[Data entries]
*** Block opens ***

PR #6419, opened 2021-04-17
LibLine: ^X^E - edit in external editor

alimpfard:
Adds support for ^X^E, not sure how we've been living without this so far!

Also fixes a dumb case where LibLine would miss a WINCH signal while another program is in the foreground.
It can be reproduced like so (prior to the changes in this PR)
- `$ te`
- resize the terminal while `te` is running
- close `te`
- now the shell doesn't know that the terminal size has changed

### DIFF
--- a/Userland/Libraries/LibLine/Editor.cpp
+++ b/Userland/Libraries/LibLine/Editor.cpp
@@ -62,6 +62,7 @@ Configuration Configuration::from_config(const StringView& libname)
     // Read behaviour options.
     auto refresh = config_file->read_entry("behaviour", "refresh", "lazy");
     auto operation = config_file->read_entry("behaviour", "operation_mode");
+    auto default_text_editor = config_file->read_entry("behaviour", "default_text_editor");
 
     if (refresh.equals_ignoring_case("lazy"))
         configuration.set(Configuration::Lazy);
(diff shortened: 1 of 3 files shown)


Userland/Libraries/LibLine/Editor.cpp
```diff
@@ -168,6 +174,9 @@ void Editor::set_default_keybinds()
     register_key_input_callback(ctrl('T'), EDITOR_INTERNAL_FUNCTION(transpose_characters));
     register_key_input_callback('\n', EDITOR_INTERNAL_FUNCTION(finish));
 
+    // ^X^E: Edit in external editor
+    register_key_input_callback(Vector<Key> { ctrl('X'), ctrl('E') }, EDITOR_INTERNAL_FUNCTION(edit_in_external_editor));
```
linusg, line 178: I've never looked at LibLine in detail, that's a nice API you got there! :D

Userland/Libraries/LibLine/InternalFunctions.cpp
```diff
@@ -522,4 +526,91 @@ void Editor::uppercase_word()
...
+        perror("mktemp");
+        return;
+    }
+
+    {
+        auto* fp = fdopen(fd, "rw");
+        if (!fp) {
+            perror("fdopen");
+            return;
+        }
```
awesomekling, line 548: This gunk makes me feel like we should have something in LibCore for creating a temp file.

IdanHo: we have similar (but slightly different) gunk in https://github.com/SerenityOS/serenity/blob/master/Userland/Utilities/mktemp.cpp

alimpfard: Definitely should, +1.

PR #84, opened 2020-11-06
Improved Photographer View 

JasonLin43212:
- Added a new flag to syncdb called `create_thumbnails` to `syncdb` which will create thumbnail versions of the cleaned versions of photos (but will use the front side if the cleaned side doesn't exist) and upload them into the Google Drive. Also added a `thumbnail_src` to the Photo model.
- Created a gallery view of the photos that a photographer has taken. Uses the thumbnails for faster loading times.
- Added analysis results for photographers based on aggregate analysis of the photos that they took.
- Run analysis now pickles the results at intervals so progress won't be loss from errors.


ryaanahmed (approved):
The new photographer view looks / works great. Particularly great to have the aggregate analyses -- that's very powerful. Some future work:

*** Block closes ***

> How to complete this task:
Looking at the records above, say how many of their lines include the word "auto", with no other words.

> Solution for this task:
4